-- Material for this exercise follows --

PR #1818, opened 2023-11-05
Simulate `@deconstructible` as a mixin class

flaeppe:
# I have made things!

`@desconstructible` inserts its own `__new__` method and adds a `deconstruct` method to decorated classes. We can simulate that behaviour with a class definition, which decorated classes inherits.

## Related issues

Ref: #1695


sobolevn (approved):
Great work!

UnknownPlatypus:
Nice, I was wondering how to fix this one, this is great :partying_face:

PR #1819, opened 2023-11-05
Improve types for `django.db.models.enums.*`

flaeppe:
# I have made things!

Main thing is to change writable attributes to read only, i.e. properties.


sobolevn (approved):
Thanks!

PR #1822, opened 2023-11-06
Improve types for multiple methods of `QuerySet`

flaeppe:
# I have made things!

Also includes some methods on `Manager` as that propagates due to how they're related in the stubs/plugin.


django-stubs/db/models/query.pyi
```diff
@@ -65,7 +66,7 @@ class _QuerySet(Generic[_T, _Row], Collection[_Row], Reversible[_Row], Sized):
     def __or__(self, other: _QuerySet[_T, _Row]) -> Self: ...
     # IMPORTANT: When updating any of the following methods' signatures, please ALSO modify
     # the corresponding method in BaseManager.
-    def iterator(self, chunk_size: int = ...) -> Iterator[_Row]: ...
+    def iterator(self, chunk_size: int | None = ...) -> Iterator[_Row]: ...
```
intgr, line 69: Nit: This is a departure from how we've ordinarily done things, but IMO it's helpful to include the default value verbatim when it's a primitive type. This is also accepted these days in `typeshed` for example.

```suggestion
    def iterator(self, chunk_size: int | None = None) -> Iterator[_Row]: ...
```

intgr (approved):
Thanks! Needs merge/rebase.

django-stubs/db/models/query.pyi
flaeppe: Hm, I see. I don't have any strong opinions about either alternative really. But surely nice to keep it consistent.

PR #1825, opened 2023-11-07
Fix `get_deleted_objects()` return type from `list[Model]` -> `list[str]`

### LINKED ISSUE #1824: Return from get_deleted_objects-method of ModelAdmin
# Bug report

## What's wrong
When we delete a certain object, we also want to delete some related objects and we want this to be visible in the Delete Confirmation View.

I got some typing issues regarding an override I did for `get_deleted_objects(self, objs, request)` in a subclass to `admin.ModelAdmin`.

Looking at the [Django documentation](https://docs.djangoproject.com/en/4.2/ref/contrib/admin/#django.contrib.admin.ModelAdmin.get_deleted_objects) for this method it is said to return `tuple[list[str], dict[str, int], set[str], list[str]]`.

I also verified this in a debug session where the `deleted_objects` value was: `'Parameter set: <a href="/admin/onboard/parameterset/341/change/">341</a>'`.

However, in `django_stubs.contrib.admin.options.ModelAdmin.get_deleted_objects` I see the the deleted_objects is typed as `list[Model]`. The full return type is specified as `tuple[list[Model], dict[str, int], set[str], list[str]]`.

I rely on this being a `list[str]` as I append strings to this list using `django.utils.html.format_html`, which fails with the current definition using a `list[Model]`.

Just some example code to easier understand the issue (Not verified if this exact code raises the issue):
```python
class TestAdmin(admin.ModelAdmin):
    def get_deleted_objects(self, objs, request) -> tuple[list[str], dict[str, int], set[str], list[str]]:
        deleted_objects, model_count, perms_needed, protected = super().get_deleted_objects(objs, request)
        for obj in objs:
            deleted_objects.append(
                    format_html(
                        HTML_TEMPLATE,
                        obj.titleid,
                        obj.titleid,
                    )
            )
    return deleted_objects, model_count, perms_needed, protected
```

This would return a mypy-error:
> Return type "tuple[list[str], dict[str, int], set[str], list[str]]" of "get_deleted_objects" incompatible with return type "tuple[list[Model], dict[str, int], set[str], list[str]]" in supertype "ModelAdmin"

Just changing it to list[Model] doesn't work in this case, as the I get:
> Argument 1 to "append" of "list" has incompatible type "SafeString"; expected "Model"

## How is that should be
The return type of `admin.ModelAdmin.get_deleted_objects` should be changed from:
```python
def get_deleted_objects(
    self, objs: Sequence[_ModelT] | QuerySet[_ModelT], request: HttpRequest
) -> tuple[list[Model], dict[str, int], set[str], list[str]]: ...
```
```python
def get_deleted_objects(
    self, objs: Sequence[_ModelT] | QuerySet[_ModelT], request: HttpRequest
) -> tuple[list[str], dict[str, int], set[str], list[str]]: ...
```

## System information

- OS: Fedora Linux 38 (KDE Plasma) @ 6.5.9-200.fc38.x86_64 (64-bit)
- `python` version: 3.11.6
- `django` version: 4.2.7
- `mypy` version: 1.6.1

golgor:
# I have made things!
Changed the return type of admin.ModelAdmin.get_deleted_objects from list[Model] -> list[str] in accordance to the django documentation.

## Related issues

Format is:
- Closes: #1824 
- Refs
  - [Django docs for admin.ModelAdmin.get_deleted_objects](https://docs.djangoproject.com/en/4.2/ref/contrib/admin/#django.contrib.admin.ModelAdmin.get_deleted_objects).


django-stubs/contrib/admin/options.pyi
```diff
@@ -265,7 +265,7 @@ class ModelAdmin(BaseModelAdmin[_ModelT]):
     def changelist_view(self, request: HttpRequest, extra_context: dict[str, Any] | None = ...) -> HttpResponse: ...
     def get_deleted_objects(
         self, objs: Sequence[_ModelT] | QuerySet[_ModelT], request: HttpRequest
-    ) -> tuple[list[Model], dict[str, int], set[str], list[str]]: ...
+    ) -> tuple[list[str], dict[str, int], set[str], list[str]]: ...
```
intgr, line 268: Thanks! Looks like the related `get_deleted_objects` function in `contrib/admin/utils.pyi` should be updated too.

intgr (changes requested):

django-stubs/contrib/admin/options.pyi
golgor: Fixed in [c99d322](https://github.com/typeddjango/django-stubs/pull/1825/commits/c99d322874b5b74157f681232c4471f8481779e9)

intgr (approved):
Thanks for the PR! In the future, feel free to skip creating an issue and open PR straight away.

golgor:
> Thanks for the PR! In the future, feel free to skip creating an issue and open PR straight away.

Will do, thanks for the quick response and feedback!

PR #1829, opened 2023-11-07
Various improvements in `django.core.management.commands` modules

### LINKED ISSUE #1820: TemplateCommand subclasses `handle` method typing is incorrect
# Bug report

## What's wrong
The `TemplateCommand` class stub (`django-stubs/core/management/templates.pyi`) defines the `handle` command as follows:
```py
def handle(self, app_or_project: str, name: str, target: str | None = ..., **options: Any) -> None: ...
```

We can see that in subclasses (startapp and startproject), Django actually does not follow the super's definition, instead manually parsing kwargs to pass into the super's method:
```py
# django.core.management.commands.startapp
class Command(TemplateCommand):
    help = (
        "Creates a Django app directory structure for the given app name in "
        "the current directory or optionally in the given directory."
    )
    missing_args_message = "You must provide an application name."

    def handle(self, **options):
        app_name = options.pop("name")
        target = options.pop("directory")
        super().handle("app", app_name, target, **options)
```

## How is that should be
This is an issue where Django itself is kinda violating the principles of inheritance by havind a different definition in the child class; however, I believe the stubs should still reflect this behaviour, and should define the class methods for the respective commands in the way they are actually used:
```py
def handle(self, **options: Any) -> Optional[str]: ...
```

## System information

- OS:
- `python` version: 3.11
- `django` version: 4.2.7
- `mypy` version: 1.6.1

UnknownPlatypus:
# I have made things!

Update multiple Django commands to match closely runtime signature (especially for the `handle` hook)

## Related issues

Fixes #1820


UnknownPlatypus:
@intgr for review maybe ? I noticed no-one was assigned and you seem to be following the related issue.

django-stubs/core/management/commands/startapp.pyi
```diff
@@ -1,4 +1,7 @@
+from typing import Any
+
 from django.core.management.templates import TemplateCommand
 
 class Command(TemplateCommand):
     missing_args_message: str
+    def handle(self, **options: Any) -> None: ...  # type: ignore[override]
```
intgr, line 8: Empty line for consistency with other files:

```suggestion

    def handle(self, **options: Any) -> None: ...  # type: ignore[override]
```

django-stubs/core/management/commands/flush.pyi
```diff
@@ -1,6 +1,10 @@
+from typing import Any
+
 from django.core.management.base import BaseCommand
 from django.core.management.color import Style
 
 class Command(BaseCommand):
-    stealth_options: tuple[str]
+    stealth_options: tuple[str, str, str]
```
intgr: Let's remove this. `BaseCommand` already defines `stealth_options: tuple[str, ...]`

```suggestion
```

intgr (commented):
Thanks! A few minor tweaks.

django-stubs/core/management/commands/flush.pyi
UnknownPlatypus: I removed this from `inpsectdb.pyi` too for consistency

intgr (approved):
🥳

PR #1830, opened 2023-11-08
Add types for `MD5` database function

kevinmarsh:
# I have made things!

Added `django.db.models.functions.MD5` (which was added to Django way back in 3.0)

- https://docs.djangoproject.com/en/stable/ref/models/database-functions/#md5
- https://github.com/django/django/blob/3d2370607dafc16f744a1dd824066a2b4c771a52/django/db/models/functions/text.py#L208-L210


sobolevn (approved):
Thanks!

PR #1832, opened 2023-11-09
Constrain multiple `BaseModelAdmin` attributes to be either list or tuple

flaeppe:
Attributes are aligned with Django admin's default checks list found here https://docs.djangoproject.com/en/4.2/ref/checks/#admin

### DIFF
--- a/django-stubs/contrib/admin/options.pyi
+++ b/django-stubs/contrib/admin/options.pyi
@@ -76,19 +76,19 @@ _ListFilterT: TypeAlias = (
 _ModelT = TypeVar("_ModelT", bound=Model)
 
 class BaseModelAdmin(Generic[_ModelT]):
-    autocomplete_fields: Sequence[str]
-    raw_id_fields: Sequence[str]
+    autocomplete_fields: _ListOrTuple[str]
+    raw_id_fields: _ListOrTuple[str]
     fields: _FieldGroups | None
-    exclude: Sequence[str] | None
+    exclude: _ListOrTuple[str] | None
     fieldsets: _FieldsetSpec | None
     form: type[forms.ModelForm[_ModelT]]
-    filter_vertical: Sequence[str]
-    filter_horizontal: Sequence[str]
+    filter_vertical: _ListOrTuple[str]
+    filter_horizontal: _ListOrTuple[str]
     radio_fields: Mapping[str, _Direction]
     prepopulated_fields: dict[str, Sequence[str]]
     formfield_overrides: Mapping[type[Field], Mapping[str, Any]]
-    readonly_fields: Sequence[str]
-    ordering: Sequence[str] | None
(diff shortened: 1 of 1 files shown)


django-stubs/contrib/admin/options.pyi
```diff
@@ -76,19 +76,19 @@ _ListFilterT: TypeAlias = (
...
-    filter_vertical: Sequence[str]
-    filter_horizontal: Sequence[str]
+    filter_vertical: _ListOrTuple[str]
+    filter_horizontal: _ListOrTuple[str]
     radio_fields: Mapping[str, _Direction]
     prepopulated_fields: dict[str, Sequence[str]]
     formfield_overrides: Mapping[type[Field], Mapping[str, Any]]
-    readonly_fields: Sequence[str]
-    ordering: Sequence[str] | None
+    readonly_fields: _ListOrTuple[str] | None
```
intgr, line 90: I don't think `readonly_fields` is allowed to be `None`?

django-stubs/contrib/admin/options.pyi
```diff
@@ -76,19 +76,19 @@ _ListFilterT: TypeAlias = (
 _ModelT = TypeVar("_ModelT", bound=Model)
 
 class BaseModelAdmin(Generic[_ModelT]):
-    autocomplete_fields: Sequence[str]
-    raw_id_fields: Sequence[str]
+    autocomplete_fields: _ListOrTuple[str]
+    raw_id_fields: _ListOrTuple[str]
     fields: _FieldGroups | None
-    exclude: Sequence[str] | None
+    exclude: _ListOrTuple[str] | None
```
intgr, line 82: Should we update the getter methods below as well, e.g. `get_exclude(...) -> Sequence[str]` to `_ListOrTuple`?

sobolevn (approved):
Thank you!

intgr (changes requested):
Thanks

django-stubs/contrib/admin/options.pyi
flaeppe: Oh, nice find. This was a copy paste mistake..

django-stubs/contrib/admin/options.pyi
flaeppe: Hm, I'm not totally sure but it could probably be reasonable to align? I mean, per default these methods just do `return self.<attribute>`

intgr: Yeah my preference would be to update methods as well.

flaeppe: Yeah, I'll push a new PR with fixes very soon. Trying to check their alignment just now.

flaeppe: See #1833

-- Material for this exercise concluded --

## Goal of the exercise
Which of the lines above mention the word "database"? Pull those lines out.

## Task output
Add types for `MD5` database function
- https://docs.djangoproject.com/en/stable/ref/models/database-functions/#md5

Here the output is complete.